**Directions:** All entries must be transcribed exactly, down to the last character.

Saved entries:

PR #2965, opened 2019-07-30
fix typo for `Data` in traverseFilter for OptionT

gagandeepkalra:
stumbled across this minor typo when I was looking for specific `traverseFilter` instance for `OptionT`

### DIFF
--- a/core/src/main/scala/cats/data/OptionT.scala
+++ b/core/src/main/scala/cats/data/OptionT.scala
@@ -248,7 +248,7 @@ sealed abstract private[data] class OptionTInstances extends OptionTInstances0 {
         OptionT(F.defer(fa.value))
     }
 
-  implicit def catsDateTraverseFilterForOptionT[F[_]](implicit F0: Traverse[F]): TraverseFilter[OptionT[F, *]] =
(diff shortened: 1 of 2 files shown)


core/src/main/scala/cats/data/OptionT.scala
```diff
@@ -248,7 +248,28 @@ sealed abstract private[data] class OptionTInstances extends OptionTInstances0 {
...
+
+      override def filterA[G[_], A](
+        fa: OptionT[F, A]
+      )(f: A => G[Boolean])(implicit G: Applicative[G]): G[OptionT[F, A]] =
+        G.map(Traverse[F].traverse(fa.value)(TraverseFilter[Option].filterA[G, A](_)(f)))(OptionT[F, A])
+
+    }
+
+  @deprecated("renamed to catsDataTraverseFilterForOptionT", "2.0.0")
+  def catsDateTraverseFilterForOptionT[F[_]](implicit F0: Traverse[F]): TraverseFilter[OptionT[F, *]] =
```
rossabaker: I think this could call the corrected one instead of duplicating the implementation. The key is that it's deprecated and no longer the implicit.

**Your solution:**
PR #2965, opened 2019-07-30
fix typo for `Data` in traverseFilter for OptionT

gagandeepkalra:
stumbled across this minor typo when I was looking for specific `traverseFilter` instance for `OptionT`

### DIFF
--- a/core/src/main/scala/cats/data/OptionT.scala
+++ b/core/src/main/scala/cats/data/OptionT.scala
@@ -248,7 +248,7 @@ sealed abstract private[data] class OptionTInstances extends OptionTInstances0 {
         OptionT(F.defer(fa.value))
     }
 
-  implicit def catsDateTraverseFilterForOptionT[F[_]](implicit F0: Traverse[F]): TraverseFilter[OptionT[F, *]] =
(diff shortened: 1 of 2 files shown)


core/src/main/scala/cats/data/OptionT.scala
```diff
@@ -248,7 +248,28 @@ sealed abstract private[data] class OptionTInstances extends OptionTInstances0 {
...
+
+      override def filterA[G[_], A](
+        fa: OptionT[F, A]
+      )(f: A => G[Boolean])(implicit G: Applicative[G]): G[OptionT[F, A]] =
+        G.map(Traverse[F].traverse(fa.value)(TraverseFilter[Option].filterA[G, A](_)(f)))(OptionT[F, A])
+
+    }
+
+  @deprecated("renamed to catsDataTraverseFilterForOptionT", "2.0.0")
+  def catsDateTraverseFilterForOptionT[F[_]](implicit F0: Traverse[F]): TraverseFilter[OptionT[F, *]] =
```
rossabaker: I think this could call the corrected one instead of duplicating the implementation. The key is that it's deprecated and no longer the implicit.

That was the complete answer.